The next trans-Atlantic flight was made about a month after the NC-4 had blazed the air route across the ocean. This was a non-stop, record-breaking trip of Capt. John Alcock and Lieut. Arthur W. Brown—an American—in the British Vickers-Vimy land plane from St John's, Newfoundland, to Clifden on the Irish coast. These daring pilots made the distance of 1900 miles in sixteen hours—an average speed of 119 miles an hour.

Although these achievements in heavier-than-air machines were of far-reaching importance, they did not fully solve the problem of trans-Atlantic air passage. It remained for the great dirigible experiment in July to demonstrate that in all probability the lighter-than-air craft will prove more effective for this hazardous game with the elements.

On July 2 the British naval dirigible, R-34, left East Fortune, Scotland, with thirty-one men on board under command of Major G. H. Scott, and made the journey of 3200 sea miles, by way of Newfoundland and Nova Scotia, to Mineola, Long Island, in 108 hours. The fact that weather conditions during this trip were very unfavorable adds to the value of the accomplishment. The return trip was made a few days later in 75 hours.

The R-34 is indeed a mammoth of the air. At the time of its flight it was the largest aircraft in the world, having a length of 650 feet and a diameter of 78 feet. It has five cars connected by a deck below the rigid bag[246] and is propelled by five engines of 250 H.P. each.

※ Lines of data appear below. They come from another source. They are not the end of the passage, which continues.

PR #782, opened 2017-06-28
Handle sharing directory

Gara64:
This supports the following features:

- [x] Share a directory will all its file and sub-directories
- [x] Updates on files and directories
- [x] Creation of files and sub-directories
- [x] Deletion of directories
- [x] Change of path inside the shared directory for sub-directories
- [x] Change of path outside the shared directory for sub-directories 

It doesn't support yet:

- [ ] Deletion of files
- [ ] Change of path for files

### DIFF
--- a/pkg/sharings/sharings.go
+++ b/pkg/sharings/sharings.go
@@ -239,7 +239,7 @@ func AddTrigger(instance *instance.Instance, rule permissions.Rule, sharingID st
 		eventArgs = rule.Type + ":CREATED,UPDATED,DELETED:" +
 			strings.Join(rule.Values, ",") + ":" + rule.Selector
 	} else {
-		eventArgs = rule.Type + ":UPDATED,DELETED:" +
+		eventArgs = rule.Type + ":CREATED,UPDATED,DELETED:" +
 			strings.Join(rule.Values, ",")
 	}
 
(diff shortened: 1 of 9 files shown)


web/files/files.go
```diff
@@ -375,6 +375,28 @@ func ReadFileContentFromIDHandler(c echo.Context) error {
 	return nil
 }
 
+// HeadDirOrFile handles HEAD requests on directory or file to check their
+// existence
+func HeadDirOrFile(c echo.Context) error {
```
nono: You should check permissions in this function

pkg/sharings/sharings.go
```diff
@@ -288,104 +287,171 @@ func ShareDoc(instance *instance.Instance, sharing *Sharing, recStatus *Recipien
...
+
+// sharingByValues returns the ids to share based on the Rule values
+func sharingByValues(instance *instance.Instance, rule permissions.Rule) ([]string, error) {
+	var values []string
+
+	// Iterate on values to detect directory sharing
+	for _, val := range rule.Values {
+		if rule.Type == consts.Files {
+			fs := instance.VFS()
+			dirDoc, _, err := fs.DirOrFileByID(val)
```
jinroh: could be better to use `fs.DirByID` directly if you expect a directory ? am i missing something ?

Gara64: You're not, I am the one who missed this function :)

Gara64: However, at this point we truly don't know if it's a directory or a file; so it might be nicer to use `DirOrFileByID` to avoid dealing with an error from `DirByID` in case it's a file?

jinroh: Hmm, I see. In this case the `DirOrFile` is a good call.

Its maximum speed is about sixty miles an hour.

The year following the Great War will go down in history as a marvelous period in aeronautic achievement. The Atlantic was for the first time crossed by aircraft and within ten weeks of its first accomplishment two trans-Atlantic flights were made, three widely differing types of aircraft being represented.

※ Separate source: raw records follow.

PR #786, opened 2017-06-29
PRO-3 | Add strength indicator in reset password form

m4dz:


assets/scripts/passwd-strength-indicator.js
```diff
@@ -0,0 +1,63 @@
+(function (window, document) {
+  const indicator = document.getElementById('password-strength')
+
+  document.getElementById('password').addEventListener('input', function(event) {
+    const strength = getStrength(event.target.value)
+    indicator.value = parseInt(strength.percentage, 10)
+    indicator.setAttribute('class', `pw-${strength.label}`)
+  }, false)
+
+  // Return given password srength as an object {percentage, label}
```
lespacedunmatin: s/srength/strength/

assets/scripts/passwd-strength-indicator.js
```diff
@@ -0,0 +1,63 @@
...
+      { regexp: /[!@#$%^&*()_+\-=[\]{};':"\\|,.<>/?]/g, size: 30 }
+    ]
+
+    const possibleChars = charsets.reduce(function (possibleChars, charset) {
+      if (charset.regexp.test(password)) possibleChars += charset.size
+      return possibleChars
+    }, 0)
+
+    const passwordStrength =
+    (Math.log(Math.pow(possibleChars, password.length)) / (Math.log(2)))
```
lespacedunmatin: Mmmmm… So "passwordpassword" would be a strong enough ?

assets/scripts/passwd-strength-indicator.js
```diff
@@ -0,0 +1,63 @@
...
+
+    const charsets = [
+      // upper
+      { regexp: /[A-Z]/g, size: 26 },
+      // lower
+      { regexp: /[a-z]/g, size: 26 },
+      // digit
+      { regexp: /[0-9]/g, size: 10 },
+      // special
+      { regexp: /[!@#$%^&*()_+\-=[\]{};':"\\|,.<>/?]/g, size: 30 }
```
lespacedunmatin: I can type "«" or “»" on my keyboard, I would be denied to use it by possibleChars ?

assets/styles/login.css
```diff
@@ -267,6 +267,54 @@ select.error {
 input[type=number] {
     width: 100%
 }
+progress {
+  margin: .5em 0;
+  width: 100%;
+  height: .5em;
+  color: #297EF2;
```
lespacedunmatin: Aren’t we supposed to use variables from cozy-ui here ?

assets/scripts/passwd-strength-indicator.js
```diff
@@ -0,0 +1,63 @@
...
+    ]
+
+    const possibleChars = charsets.reduce(function (possibleChars, charset) {
```
lespacedunmatin: Missing a comment here to make things more clear : `// possibleChars measures the char diversity of the password`.

So it might be renamed `charDiversity` ?

Not sure of what I wrote…

assets/scripts/passwd-strength-indicator.js
```diff
@@ -0,0 +1,63 @@
...
+
+  document.getElementById('password').addEventListener('input', function(event) {
+    const strength = getStrength(event.target.value)
+    indicator.value = parseInt(strength.percentage, 10)
+    indicator.setAttribute('class', `pw-${strength.label}`)
+  }, false)
+
+  // Return given password srength as an object {percentage, label}
+  getStrength = function (password) {
+    if (!password && password !== '') {
```
lespacedunmatin: Wat ?

assets/scripts/passwd-strength-indicator.js
lespacedunmatin: Ok, in fact `possibleChars` measures the total char pool size of the password, i.e. "toto" returns size 26, "Toto" returns 52, and "t0to" returns 36, is that it ?

assets/scripts/passwd-strength-indicator.js
lespacedunmatin: Ok, I misunderstood the function. 

But special shouldn’t be that small, we have a whole unicode world outside, that can be copy-pasted from wikipedia.

lespacedunmatin: We could treat all chars that are not in [a-zA-Z0-9] as a special char (but space char ?).

assets/scripts/async-submit.js
```diff
@@ -57,7 +57,4 @@
 
   passphraseInput.focus()
   submitButton.removeAttribute('disabled')
-
-  // Preload font awesome
-  try { document.fonts.load('14px FontAwesome') } catch (e) {}
```
nono: Why did you remove the preloading of the fontawesome?

m4dz: Hmm, because FontAwesome isn't in assets anymore so it triggers an unwanted error. Is it a mistake?

m4dz:
@lespacedunmatin I'm not responsible of the strength algorythm, ping @aeris for more context :wink:

assets/styles/login.css
m4dz: We can't: we don't have any build toolchain in stack assets

assets/scripts/async-submit.js
nono: It is still used here: https://github.com/cozy/cozy-stack/blob/master/assets/scripts/async-submit.js#L44

assets/scripts/passwd-strength-indicator.js
gregorylegarec: To be effective, the strength indicator needs to know the size the characters interval. So "everything except" could not work.

Furthermore, the goal is here to have an idea of the password strength, it is not important if it is not really accurate.

So I agree with you, we could add more character. **But** as this piece of code is duplicated in _onboarding_ and _settings_, we may update both of those apps to be consistent.

assets/scripts/passwd-strength-indicator.js
gregorylegarec: @lespacedunmatin Exactly !

assets/scripts/passwd-strength-indicator.js
gregorylegarec:
```js
const password = ''
console.log(!password)
// true
```
But we want to keep the case when the password is just an empty string.

assets/scripts/async-submit.js
```diff
@@ -4,11 +4,11 @@
 
   const d = window.document
   let form = d.getElementById('login-form')
-  const url = form.getAttribute('action')
+  const url = form && form.getAttribute('action')
```
gregorylegarec: @m4dz For my culture : what are the case when the form is not available ?

assets/scripts/passwd-strength-indicator.js
lespacedunmatin: Password strength should be mutualised into cozy-client-js.

assets/scripts/passwd-strength-indicator.js
nono: For me, the surprising thing is to test `!password`, not the `password !== ''` exception

gregorylegarec:
@nono May we merge this ? Is the failing build a blocker ?

nono:
I've cherry-picked the first 2 commits and kept the preloading of font awesome.

gregorylegarec:
@nono Thanks ! I missed this point ! Hopefully you're here 👍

As a matter of fact we have but begun to explore the possibilities of aerial flight. During the last few years we have been thinking of the airplane solely as an instrument of war, and for that purpose we have bent our entire energies to developing it. When all the wealth of skill we have acquired during strenuous war times is turned to solving the problem of making the airplane useful in times of peace, there will be new and fascinating chapters to relate.

The war has done a lot for the airplane. It has raised up a host of aircraft factories in all the large countries, with thousands of skilled workers. It has given us a splendid force of trained pilots and mechanics. It has resulted in standardized airplane parts, instead of the endless confusion of designs and makes that existed a few years ago. And instead of the old haphazard methods of production it has made the building of an airplane an exact science.

People used to be afraid of the airplane and it seemed a long road to travel to the time when it would play any important rôle in everyday commerce or travel. The war has resulted in making the airplane[247] safe,—so safe that it is apt to win the confidence of the most timid.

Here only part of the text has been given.